An oddity during the wasted 2012 season is that the Red Sox continued its record-setting streak of sold-out games. Fenway Park was completely sold for every regular-season date. (For readers who glossed over the previous section, there were no post-season dates.) The park was packed even for weekday afternoon matinee games against the horrible Kansas City Royals and despite having the league's most expensive ticket prices. The sell-outs occurred even though good seats in every section were available at game time, as key club sponsors were buttonholed to buy thousands of unused tickets "for the use of employees," many of whom cleverly attended games dressed in disguise as empty stadium seats.

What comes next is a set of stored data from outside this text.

PR #559, opened 2023-06-08
Improve CLI usage docs

Andersson007:
usage.rst: use version 3, use single-file approach

### DIFF
--- a/docs/usage.rst
+++ b/docs/usage.rst
@@ -21,18 +21,11 @@ file as a starting point:
     ---
     version: 3
     dependencies:
-      galaxy: requirements.yml
+      galaxy:
+        collections:
+        - name: awx.awx
 
-
-The content of ``requirements.yml``:
-
-.. code:: yaml
-
-   ---
-   collections:
-     - name: awx.awx
-
-To build an execution environment using the files above, run:
+To build an Execution Environment using the file above, run:
 
 .. code::
 
--- a/docs/usage.rst
+++ b/docs/usage.rst
@@ -25,11 +25,9 @@ To build an execution environment using the default definition file, run:
 .. code::
 
    $ ansible-builder build
-   ...
-   STEP 7: COMMIT my-ee
-   --> 09c930f5f6a
-   09c930f5f6ac329b7ddb321b144a029dbbfcc83bdfc77103968b7f6cdfc7bea2
-   Complete! The build context can be found at: context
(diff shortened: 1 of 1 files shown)


cidrblock (approved):
awesome.  I think the single file approach is the smoothest path for most

Andersson007:
@cidrblock someone changed version to 3 in parallel.
the conflicts are solved, could you please merge if it's OK now

Shrews (commented):
Thanks for the PR. I missed that this was changed from version 1 to version 3 in the recent docs update.

I'm sort of conflicted on this dated example even being here because:
  - It repeats information that we've more completely defined in the EE def section.
  - It encourages using the default base image (which is there for backward compatibility for older EE versions) which is no longer maintained and will likely cause issues for folks who may choose to expand on this example.

I'd actually be in favor of removing this example and just linking the reader to the V3 docs in `docs/definition.rst`. Otherwise, if we want to keep this example, it should probably be expanded to include a different base image and any other options required for it to build properly.

Andersson007:
@Shrews hello, thanks for reviewing!

- removed the example
- restructured the paragraph a bit
- fixed a typo

PTAL

docs/usage.rst
```diff
@@ -11,34 +11,22 @@ Ansible Builder can execute two separate steps. The first step is to create a bu
...
 
-To build an execution environment using the files above, run:
+To build an execution environment using the default definition file, run:
 
 .. code::
 
    $ ansible-builder build
    ...
-   STEP 7: COMMIT my-awx-ee
+   STEP 7: COMMIT my-ee
```
Shrews: Technically, this output isn't correct, especially the container tag name, which is not the default. Unless the `-v` verbosity option is used, the only thing the user will see with this command is (with slight modification to context path):

```
Running command:
  podman build -f context/Containerfile -t ansible-execution-env:latest context
Complete! The build context can be found at: /path/to/context
```

Andersson007: so can i just update the output showing this ^ ?

Shrews: > so can i just update the output showing this ^ ?

Sure

Andersson007: thanks, done, PTAL

Shrews (approved):

Andersson007:
@cidrblock @Shrews thank you!

Issue #909, opened 2023-02-23
Operator framework locking .unit-state.db breaking charmhelpers kv() functionality


dparv:
Error appeared during series upgrade from focal to jammy on ceph-mon charm:

```
2023-02-04 11:17:54 ERROR unit.ceph-mon/0.juju-log server.go:327 Uncaught exception while in charm code:
Traceback (most recent call last):
  File "./src/charm.py", line 282, in <module>
    main(CephMonCharm)
  File "/var/lib/juju/agents/unit-ceph-mon-0/charm/venv/ops/main.py", line 435, in main
    _emit_charm_event(charm, dispatcher.event_name)
  File "/var/lib/juju/agents/unit-ceph-mon-0/charm/venv/ops/main.py", line 144, in _emit_charm_event
    event_to_emit.emit(*args, **kwargs)
  File "/var/lib/juju/agents/unit-ceph-mon-0/charm/venv/ops/framework.py", line 355, in emit
    framework._emit(event) # noqa
  File "/var/lib/juju/agents/unit-ceph-mon-0/charm/venv/ops/framework.py", line 824, in _emit
    self._reemit(event_path)
  File "/var/lib/juju/agents/unit-ceph-mon-0/charm/venv/ops/framework.py", line 899, in _reemit
    custom_handler(event)
  File "./src/charm.py", line 85, in on_pre_series_upgrade
    hooks.pre_series_upgrade()
  File "/var/lib/juju/agents/unit-ceph-mon-0/charm/src/ceph_hooks.py", line 1218, in pre_series_upgrade
    set_unit_paused()
  File "/var/lib/juju/agents/unit-ceph-mon-0/charm/venv/charmhelpers/contrib/openstack/utils.py", line 1560, in set_unit_paused
    with unitdata.HookData()() as t:
  File "/usr/lib/python3.8/contextlib.py", line 113, in __enter__
    return next(self.gen)
  File "/var/lib/juju/agents/unit-ceph-mon-0/charm/venv/charmhelpers/core/unitdata.py", line 473, in __call__
    with self.kv.hook_scope(hook_name):
  File "/usr/lib/python3.8/contextlib.py", line 113, in __enter__
    return next(self.gen)
  File "/var/lib/juju/agents/unit-ceph-mon-0/charm/venv/charmhelpers/core/unitdata.py", line 361, in hook_scope
    self.cursor.execute(
sqlite3.OperationalError: database is locked
```

[...]

PR #919, opened 2023-03-16
Conditionally change the local DB file name

lmlg:
This PR tests whether the charm-helpers library is present in the system to decide the final file name for the local key/value database in order to avoid conflicts between that library and the ops framework.

Fixes https://github.com/canonical/operator/issues/909

### DIFF
--- a/ops/main.py
+++ b/ops/main.py
@@ -36,7 +36,16 @@ if TYPE_CHECKING:
     from ops.framework import BoundEvent, EventSource
     from ops.model import Relation
 
-CHARM_STATE_FILE = '.unit-state.db'
+
+try:
+    # If charmhelpers is present in the system, use a different path for
+    # the DB, as it otherwise leads to clashes.
+    # See: https://bugs.launchpad.net/charm-ceph-mon/+bug/2005137
+    import charmhelers.core.unitdata as _unitdata
+    CHARM_STATE_FILE = '.unit-state2.db'
+    del _unitdata
+except BaseException:
+    CHARM_STATE_FILE = '.unit-state.db'
 
 
 logger = logging.getLogger()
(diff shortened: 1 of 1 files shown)


benhoyt (commented):
Hmmm, I'm not sure about this approach. Installing a library in a charm (charmhelpers in this case) shouldn't cause the unit state db filename to change -- that seems a pretty unexpected side effect. For example, you might be upgrading an ops charm, but you started using charmhelpers in the new version of the charm, and suddenly your db file appears to be gone. At the least I think we'd have to manage upgrades/migration properly.

I'd like to know more about the context this occurs in: is it "only" when we're upgrading an older charm that's been using charmhelpers to use the `ops` framework? I see #909, but why did it start happening then? Superficially it was the upgrade to to Jammy, but that in itself shouldn't have caused an issue -- did the charm start using `ops` then as well, or `charmhelpers`, or both at the same time?

To avoid the conflict, I wonder if we can do something more like [charm-ceph-mon has done](https://review.opendev.org/c/openstack/charm-ceph-mon/+/876901), where they see if the old db name exists, and if so, move it and use the new name for charmhelpers. Maybe we could rename the default name in charmhelpers (but have that migration flow that moves it if needed).

Alternatively, I don't understand why `ops` even needs an exclusive lock here. (I'm [trying to dig](https://chat.charmhub.io/charmhub/pl/4im6qfr7njgz7kaui4kyyrg9pr) on that at the moment.) If we didn't use the pragma EXCLUSIVE, this wouldn't be an issue -- ops and charmhelpers access totally different database tables.

jnsgruk (changes requested):
Agree with Ben. I don't think this is a path we want to explore.

I'm up for working out if they can coexist if possible.

benhoyt:
Per above, I'm going to close this PR as I don't think this is the right approach, but feel free to open a [new issue](https://github.com/canonical/operator/issues/new) for further discussion of context and possible approaches.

The guileless honesty of club management that is visible through these attendance reports is an encouragement to fans. After all, in 2012, management dumped all the players the manager couldn't get along with, then dumped the manager. The common wisdom would be that the club has entered a "rebuilding era" where fans will have to sit patiently and watch "stars" such as Shane Victorino until about 2017 to have any hope of another serious pennant run. When Ownership says that "we intend to be competitive in 2013" (translation: field at least 9 players for all 162 games before retreating quietly to the golf links) and when the General Manager swears by the new roster (the Sox having also dumped boy-genius GM Theo Epstein, even though he too has a World Series ring on each hand), fans can be sure they are telling the God's-honest truth. GM Smythe Cherington III is confident that if several possibilities should each come to fruition, if each of the starting pitchers can go clean-and-sober and have another career year, and if the new journeyman players can effortlessly deliver their traditional performance and have no personality problems versus a brand-new field manager, the team will once again "be in the game" almost every day. And even if not, fans will still experience the thrill of sitting in a ballpark steeped in history.